The school covers both fundamental and state-of-the-art topics on the theory and practice of distributed systems.
Speakers: Gael Thomas, Dan Alistarh, Gregory Chockler, Alexey Gotsman, Pierre Sutra, Maurice Herlihy, Prasad Jayanti, Nikita Koval, Sergio Rajsbaum, and Panagiota Faturu.
With the advent of global-scale data-processing platforms, understanding how distributed systems work is essential.
This year, the program includes the following topics:
All classes are in English, some including exercises and hands-on projects.
We are delighted to see the keen interest in the theory and practice of distributed computing. While there are no strict prerequisites, basic math and programming skills would enhance your ability to grasp the material.

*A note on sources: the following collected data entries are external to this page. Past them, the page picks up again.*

PR #1565, opened 2024-08-23
chore: re-enable staticcheck linter. update deprecated method

RutZap:
Re-enabling staticcheck. Update trace check for noop to use new package


davenewza (approved):
LGTM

A journey into the World of Persistent Memory
Persistent memory is a new byte-addressable durable device included in the cache-consistency domain of processors. Since persistent memory is almost as efficient as volatile memory, using a file system interface to access persistent memory is inefficient. In this lesson, we will study how we can efficiently access persistent memory without using a file system interface. This is difficult because a crash may happen at any time, and the state stored in persistent memory has to remain consistent after the crash. The lesson will introduce new programming abstractions for persistent memory, and present how we can build these abstractions by starting from simple low-level instructions. We will also study how we can implement these abstractions efficiently in a practical lab (you will only need a Linux system with a C compiler).
Efficient Algorithms for Machine Learning
In this talk, I will delve into the pivotal role efficient algorithms play in machine learning, with particular emphasis on deep neural network inference and training.
Specifically, parallelism and concurrency act as some of the main driving forces behind efficient DNN training and inference, reducing both the resources used and time to result. Another pivotal aspect, for both training and inference tasks, is given by the memory hierarchy and efficient communication. I will emphasize methods for asynchronous and communication-efficient distributed training, convergence guarantees, and methods for model compression to enable faster inference. The talk is self-contained and only requires basic knowledge of mathematical and distributed computing concepts.
Cache-Conscious Concurrent Data Structures for Near-Memory Computing
The performance gap between memory and CPU has grown exponentially. To bridge this gap, hardware architects have proposed near-memory computing (NMC), where a lightweight processor (called an NMC core) is located close to memory. Due to its proximity to memory, memory access from an NMC core is much faster than from a CPU core. New advances in 3D integration and die-stacked memory make NMC viable in the near future. Prior work has shown significant performance improvements by using NMC for embarrassingly parallel and data-intensive applications, as well as for pointer-chasing traversals in sequential data structures. However, current server machines have hundreds of cores, and algorithms for concurrent data structures exploit these cores to achieve high throughput and scalability, with significant benefits over sequential data structures. Thus, it is important to examine how NMC performs with respect to modern concurrent data structures and understand how concurrent data structures can be developed to take advantage of NMC.
This talk focuses on specific examples of cache-optimized data structures, such as skiplists and B+ trees, where lookups begin at a small number of top-level nodes, and diverge to many different node paths as they move down the hierarchy. These data structures expoint a memory structure split into a host-managed portion consisting of higher-level nodes and an NMP-managed portion consisting of the remaining lower-level nodes.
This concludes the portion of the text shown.